The core point is quite simple. In many information environments one extra unit of effort does not yield one extra unit of reach. In a dense network it can trigger a chain reaction: a bit more effort improves content quality or timing, that creates slightly more early engagement, the engagement is interpreted by ranking systems as relevance, and the content is then shown to a much larger pool where it gets even more engagement. So reach feeds on reach. That is exactly how the effort-return schedule becomes convex over the relevant range. Once this happens, the market starts to resemble a tournament, and in tournaments, incentives become zero sum very quickly (the pie of “attention” appears fixed). As a result, actors overinvest in strategies that maximize visibility, not necessarily quality. This applies to social media, but also to adjacent systems where status, citations, symbolic rewards, or cultural dominance are being allocated. Basically: any form of media as I reflected on the origins of the US exorbitant privilege.

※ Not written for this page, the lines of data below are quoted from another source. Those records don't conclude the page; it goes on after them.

PR #831, opened 2022-01-26
show tooltip for LP APR breakdown, tooltip refactor

ShawTim:
image

- refactor `components/infoTooltip` to support customized anchor and React node as tooltip content (this should be an atomic components that will be reused by `feesTooltip` and `aprTooltip` as well, but it's out of scope of this task)
- show arrow for tooltip (we are using [material UI v4](https://v4.mui.com/components/popper/) which is using [Popper v1](https://popper.js.org/docs/v1/#modifiers..arrow). to make arrow working we need to implement the arrow CSS which can be referred [here](https://github.com/mui-org/material-ui/blob/4f2a07e140c954b478a6670c009c23a59ec3e2d4/docs/src/pages/components/popper/ScrollPlayground.js)
- `PoolDataState` to support `tempusFees`
- added translation

### DIFF
--- a/packages/tempus-client_v2/src/components/dashboard/providers/variableAPRFormatter.tsx
+++ b/packages/tempus-client_v2/src/components/dashboard/providers/variableAPRFormatter.tsx
@@ -1,3 +1,4 @@
+import React, { useMemo } from 'react';
 import { CircularProgress } from '@material-ui/core';
 import { Downgraded, useState as useHookState } from '@hookstate/core';
 import { ZERO } from '../../../constants';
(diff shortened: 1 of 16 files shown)


packages/tempus-client_v2/src/components/dashboard/providers/variableAPRFormatter.tsx
```diff
@@ -11,21 +12,21 @@ import {
...
-  const getAPR = () => {
+  const apr = useMemo(() => {
     if (isChild) {
       return getChildAPR(row.id, dynamicPoolData);
     } else {
       return getParentAPR(row.id, staticPoolData, dynamicPoolData);
     }
-  };
-  const apr = getAPR();
+  }, [isChild, row.id, staticPoolData, dynamicPoolData]);
```
lazarmitic, line 29: If anything inside dynamicPoolData state changes, this use memo will not re-run, and APR will stay the same, that's why  we decided to skip using useMemo and run getAPR every time this re-renders (which is not a lot).

ShawTim: thanks, skipped `useMemo` in latest commit

danieledamiani (approved):

PR #838, opened 2022-01-28
use and lock 6.0.9 for react-error-overlay

ShawTim:


lazarmitic:
There are some build warnings. Needs to be fixed.

ShawTim:
> There are some build warnings. Needs to be fixed.

good catch, fixed.

lazarmitic (approved):

PR #857, opened 2022-01-31
Use per chain average block times

lazarmitic:


ShawTim (approved):

packages/tempus-client_v2/src/interfaces/Config.ts
```diff
@@ -10,6 +10,7 @@ export interface ChainConfig {
   networkName: string;
   alchemyKey: string;
   chainId: number;
+  averageBlockTime: number;
```
danieledamiani, line 13: `averageBlockTime` in what time unit and against what time frame? I'd rename the variable to be a bit more descriptive

packages/tempus-client_v2/src/config/config.ts
```diff
@@ -89,6 +89,7 @@ const config: Config = {
     networkName: 'homestead',
     alchemyKey: ETHEREUM_MAINNET_ALCHEMY_KEY,
     chainId: 1,
+    averageBlockTime: 13.2,
```
danieledamiani, line 92: if this is expressed in seconds, should we convert it to milliseconds so to avoid javascript float number calculation?

lazarmitic: Most of the time we use this block time to calculate how many block we have in a single day (day_seconds / block_seconds), since we are doing division here, I don't think we will get much better precision by using milliseconds.

packages/tempus-client_v2/src/interfaces/Config.ts
lazarmitic: Added JSDoc comment to better describe variable and unit.

danieledamiani (approved):

PR #866, opened 2022-02-01
Fix missing percentage sign in current position in case user balance is missing

lazarmitic:


packages/tempus-client_v2/src/components/currentPosition/CurrentPosition.tsx
```diff
@@ -121,11 +121,11 @@ const CurrentPosition: FC<CurrentPositionInProps> = ({ language }) => {
 
   const unstakedPrincipalsPercentage = useMemo(() => {
     if (!userPrincipalsBalance || !lpTokenPrincipalReturnBalance) {
-      return 0;
+      return '0%';
```
danieledamiani, line 124: we should use `NumberUtils.formatPercentage`

danieledamiani (commented):
a comment

packages/tempus-client_v2/src/components/currentPosition/CurrentPosition.tsx
lazarmitic: Makes sense, I will do that now!

lazarmitic: Fixed

danieledamiani (approved):

PR #892, opened 2022-02-03
Fix UI issue relative to Spanish translation - closes  #899

danieledamiani:


packages/tempus-client_v2/src/components/deposit/Deposit.tsx
```diff
@@ -1068,14 +1068,16 @@ const Deposit: FC<DepositProps> = ({ narrow }) => {
                   </div>
                 )}
                 {
-                  <div className="tf__flex-row-space-between-v">
+                  <div className="tf__flex-row-space-between-v test">
```
lazarmitic, line 1071: This 'test' class should be removed.

lazarmitic (changes requested):

packages/tempus-client_v2/src/components/deposit/Deposit.tsx
danieledamiani: removed

lazarmitic (approved):

PR #909, opened 2022-02-07
Load pools from all networks on the dashboard

lazarmitic:
If user wallet is not connected all pools will show, if user wallet is connected, it will show pools from network that wallet is connected to.


packages/tempus-client_v2/src/components/wallet/Wallet.tsx
```diff
@@ -162,7 +179,9 @@ const Wallet = () => {
           setSelectedWallet(null);
           console.error('onMetaMaskSelected', error);
           if (error instanceof UnsupportedChainIdError) {
-            requestNetworkChange();
+            // TODO - We should probably request network change to network that is currently selected in the app network selector
+            // Request user to change network to ethereum mainnet
+            requestNetworkChange(1);
```
ShawTim, line 184: should we use the `supportedChainId` here instead of the magic number

ShawTim (approved):

packages/tempus-client_v2/src/components/wallet/Wallet.tsx
lazarmitic: This will be changed in one of the next PRs. I didn't want to make this PR any larger

danieledamiani (approved):

PR #914, opened 2022-02-08
Show Rari pool only if user already has position in it - closes #908

### LINKED ISSUE #908: Show Rari pool only if user already has position in it
Check if user has a position in Rari Pool, if user does have position, show the pool, otherwise, hide the pool from the dashboard.

danieledamiani:
closes #908


packages/tempus-client_v2/src/adapters/DashboardDataAdapter.ts
```diff
@@ -117,4 +119,25 @@ export default class DashboardDataAdapter {
...
+            return true;
+          }
+
+          return this.isUserBalancePositive(row.tempusPool.address);
+        })
+      : childRows;
+  }
+
+  private isUserBalancePositive(poolAddress: string): boolean {
+    const { principals, yields } = dynamicPoolDataState[poolAddress].poolShareBalance.get();
```
lazarmitic, line 139: Avoid reading state outside of react components, if state changes, component that is using this function will not re-render.

Read state inside react component, and pass it as a parameter to functions in services/adapters.

lazarmitic (changes requested):

packages/tempus-client_v2/src/adapters/DashboardDataAdapter.ts
danieledamiani: Refactored

PR #921, opened 2022-02-09
Show Rari pool only if user already has position in it - closes #908

### LINKED ISSUE #908: Show Rari pool only if user already has position in it

danieledamiani:
closes #908


packages/tempus-client_v2/src/components/dashboard/dashboard-manager.tsx
```diff
@@ -48,3 +69,23 @@ const DashboardManager: FC = (): JSX.Element => {
 };
 
 export default DashboardManager;
```
ShawTim, line 71: do we want to put the `export default` to the last line?

packages/tempus-client_v2/src/services/getVariableRateService.ts
```diff
@@ -27,13 +27,20 @@ const getVariableRateService = (
 
   if (signerOrProvider !== undefined && signerOrProvider !== actualSignerOrProvider) {
     actualSignerOrProviders.set(chain, signerOrProvider);
+
+    let rariVault: RariVault | null = null;
+
+    if (signerOrProvider instanceof JsonRpcSigner) {
+      rariVault = new RariVault(getProviderFromSignerOrProvider(signerOrProvider) as any);
```
ShawTim, line 34: so if `signerOrProvider ` is not an instance of `JsonRpcSigner`, rariVault will be `null`, and all rari related logic will be skipped?

danieledamiani: yes but I think the issue was solved by @lazarmitic latest PR into our Rari's SDK fork

packages/tempus-client_v2/src/components/dashboard/dashboard-manager.tsx
danieledamiani: if you like it more..

lazarmitic (approved):

lazarmitic (approved):

PR #933, opened 2022-02-09
Prevent MetaMask auto reconnect after disconnect

lazarmitic:


packages/tempus-client_v2/src/components/wallet/Wallet.tsx
```diff
@@ -330,7 +335,7 @@ const Wallet = () => {
           if (typeof chainId === 'string' && !supportedChainIds.includes(parseInt(chainId))) {
             // TODO - We should probably request network change to network that is currently selected in the app network selector
             // Request user to change network to ethereum mainnet
-            requestNetworkChange(1);
+            requestNetworkChange(1, false);
```
danieledamiani, line 338: what is `false`?

lazarmitic: If you hover over function name in VSCode, you will see function signature with all params and their names.

danieledamiani: when I do it, I'm seeing only one param `chainId: number`

danieledamiani: Untitled

danieledamiani: ah I was missing something

danieledamiani (approved):

PR #938, opened 2022-02-09
Keep Wallet network in sync with app network when changing network in app

lazarmitic:


packages/tempus-client_v2/src/components/wallet/Wallet.tsx
```diff
@@ -90,8 +90,50 @@ const Wallet = () => {
...
+                decimals: tokenDecimals,
+              },
+              rpcUrls: [rpc],
+              blockExplorerUrls: [blockExplorer],
+            },
+          ],
+        });
+
+        return true;
+      } catch (error) {
```
danieledamiani, line 124: we should log the error

danieledamiani (approved):

packages/tempus-client_v2/src/components/wallet/Wallet.tsx
lazarmitic: fixed

PR #946, opened 2022-02-09
Add Fantom Yearn USDC pool - closes #945

### LINKED ISSUE #945: Add Fantom Yearn USDC pool

danieledamiani:
closes #945


ShawTim (approved):

packages/tempus-client_v2/src/config/config.ts
```diff
@@ -104,24 +104,24 @@ const config: Config = {
...
+        startDate: 1644432845000,
+        maturityDate: 1661500800000,
         protocol: 'yearn',
         protocolDisplayName: 'Yearn',
-        backingToken: 'DAI',
-        yieldBearingToken: 'yvDAI',
-        spotPrice: '2500',
+        backingToken: 'USDC',
+        yieldBearingToken: 'yvUSDC',
+        spotPrice: '1',
```
lazarmitic, line 120: spot price for USDC should not be 1, it's too small, we should set it to ~2500

packages/tempus-client_v2/src/config/config.ts
```diff
@@ -104,24 +104,24 @@ const config: Config = {
...
         decimalsForUI: 2,
-        showEstimatesInBackingToken: true,
+        showEstimatesInBackingToken: false,
```
lazarmitic, line 122: I think we want to show estimates in USDC here, we don't want to show estimates in Backing token only when ETH is backing token, because users can't withdraw to ETH, only to stETH.

packages/tempus-client_v2/src/config/config.ts
```diff
@@ -104,24 +104,24 @@ const config: Config = {
...
         tokenPrecision: {
-          backingToken: 18,
+          backingToken: 6,
           lpTokens: 18,
           principals: 18,
```
lazarmitic, line 126: If backing token precision is 6, I think principals and yields also have 6 precision, please check with Yuval.

lazarmitic (changes requested):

The point of this is being made very nicely by a great young scholar at HK University — Jasmine Yu Hao. It emerges across her work in empirical IO, that touches on various aspects of platform economies, broadly defined. In some new empirical work, she studies and aims to rationalize the impact of caps on earnings in Chinese online streaming markets. These caps, she argues are the product, de-facto of industry self regulation.

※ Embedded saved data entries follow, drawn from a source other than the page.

PR #1018, opened 2022-02-14
App keeps refreshing when Wallet not connected - closes #1017

### LINKED ISSUE #1017: App keeps refreshing when Wallet not connected

danieledamiani:
closes #1017

### DIFF
--- a/packages/tempus-client_v2/src/components/wallet/Wallet.tsx
+++ b/packages/tempus-client_v2/src/components/wallet/Wallet.tsx
@@ -285,7 +285,8 @@ const Wallet = () => {
       setConnecting(true);
       connect(lastSelectedWallet);
     },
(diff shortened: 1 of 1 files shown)


packages/tempus-client_v2/src/components/wallet/Wallet.tsx
```diff
@@ -462,7 +462,8 @@ const Wallet = () => {
         checkMetaMaskConnection();
       }
     }
-  }, [active, setWalletData, activate, setSelectedWallet, selectedChain, unsupportedNetwork]);
```
lazarmitic, line 465: I think we should keep all dependencies, except `selectedChain`, that's the only dependency that changes on every re-render.

We should remove it from all hook dependency lists in Wallet.tsx

lazarmitic (approved):

ShawTim (approved):

PR #1576, opened 2023-06-01
Move, not copy, Logger and Handler functors

db-src:
Hi, and thanks a lot for the nice little library!

Here are a few minor improvements:

* Explicitly #include <utility> for use of std::move [rather than relying on indirect include]
* Move not copy Logger arg from Client to ClientImpl [will avoid copying heavy functors]
* Move not copy, set_error_handler Handler to lambda [ditto]
* Remove null statement in non-empty if/else block [I guess it was a relic from a time before the other statement was added.]

***

We might also consider whether to move `string()` arguments such as these from arguments into their destination - what do you think?

image

### DIFF
--- a/httplib.h
+++ b/httplib.h
@@ -8751,7 +8751,9 @@ inline void Client::enable_server_certificate_verification(bool enabled) {
 }
 #endif
 
-inline void Client::set_logger(Logger logger) { cli_->set_logger(logger); }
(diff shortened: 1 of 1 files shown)


yhirose:
@db-src looks good to me. I'll merge it.  As for `string()`, I am ok with the existing code. Thanks for the improvement!

PR #1580, opened 2023-06-03
Provide a CMake option to disable C++ exceptions

petrhosek:
This allows disabling the use of C++ exceptions at CMake configure time. The value is encoded in the generated httplibTargets.cmake file and will be used by CMake projects that import it.


yhirose:
@petrhosek I am not maintaining CMake related files in this project though, your change looks good to me. Could you please add a comment right above the change as other options have? Thanks!

petrhosek:
> Could you please add a comment right above the change as other options have?

Done.

yhirose:
@petrhosek thanks for your contribution!

PR #1581, opened 2023-06-05
Add support for zOS

v1gnesh:


yhirose:
@v1gnesh thanks for the contribution, but I have no idea about zOS. I don't mind merging it, but I am not able to maintain it and might break zOS accidentally. Are you OK to maintain your changes whatever happens with it in the future? (I don't maintain CMake support either, but several contributes willingly maintain it right away when anything happens.) Thanks for your understanding!

v1gnesh:
Hi

> Are you OK to maintain your changes whatever happens with it in the future? 

Yes sure. Do tag me if something breaks because of these parts.

And of course, thank you for sharing your excellent work as open source 👍

yhirose:
Thanks for your fine help!

PR #1586, opened 2023-06-10
Use nghttp2-hosted httpbin.org

jimmy-park:
`httpbin.org` seems unavailable most of the time. We can use nghttp2-hosted version which is more stable.


yhirose:
Looks good! When the original httpbin.org becomes available again, I would like to switch back to it. Can we switch with each other easily with a macro or something in `test.cc`?

yhirose:
Thanks for your contribution!

PR #1589, opened 2023-06-12
Don't overwrite the last redirected location

jimmy-park:
Since redirection is handled recursively, multiple redirects result an invalid location which is the first redirected location. `res.location` is overwritten recursively.

Some test cases did not check the last location `https://www.yahoo.com`. They usually succeed even if they check the wrong location `https://yahoo.com/`. But sometimes they fail because `http://yahoo.com` redirects `http://www.yahoo.com`.
```
http://yahoo.com -> https://yahoo.com    -> https://www.yahoo.com
http://yahoo.com -> http://www.yahoo.com -> https://www.yahoo.com
```

### DIFF
--- a/httplib.h
+++ b/httplib.h
@@ -3920,7 +3920,8 @@ inline bool redirect(T &cli, Request &req, Response &res,
   if (ret) {
     req = new_req;
     res = new_res;
-    res.location = location;
+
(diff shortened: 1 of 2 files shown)


yhirose:
Thanks for fixing the bug!

PR #1592, opened 2023-06-16
Build examples using CMake

jimmy-park:
`example/CMakeLists.txt` is added for building examples with CMake. We can simply build them using `HTTPLIB_EXAMPLE` option.


yhirose:
@jimmy-park thanks for the pull request. But I am not going to take it, because those examples are not production quality but just my test example codes... So I would not like to include them in CMake. Thanks for your understanding!

jimmy-park:
Sure 😄

PR #1602, opened 2023-06-27
Ability to turn off linking against OpenSSL if already detected.

nmoinvaz:
We already detect OpenSSL in our tree for another project, but don't want to link httplib against OpenSSL or with SSL support.

Allow us to `set(HTTPLIB_IS_USING_OPENSSL FALSE)`.


yhirose:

But lets look at the deeper issue of payoff geometry first.
The Geometry Problem
If the reward function is locally non-concave, competition gets weaponized. The easiest way to see the mechanism is in four steps. First, effort creates an initial audience. In a dense and highly connected network (which to some extent may be engineerable), many users are only a few hops apart, so those early reactions are quickly visible across clusters. Platforms convert those reactions into ranking signals and push the content further. That extra reach generates more reactions, which feed back into ranking again. This repeated feedback loop is non-linear, so marginal returns to effort rise for a while instead of falling. That is the convex zone. Rational players who are keen to maximize attention then escalate with whatever helps in attention farming: language intensity, snark, provocation, and relentless output, because the upside to being slightly ahead is very large while the downside to being slightly behind feels severe, especially when one feels particularly empowered or strong about a certain issue or topic one wants to share.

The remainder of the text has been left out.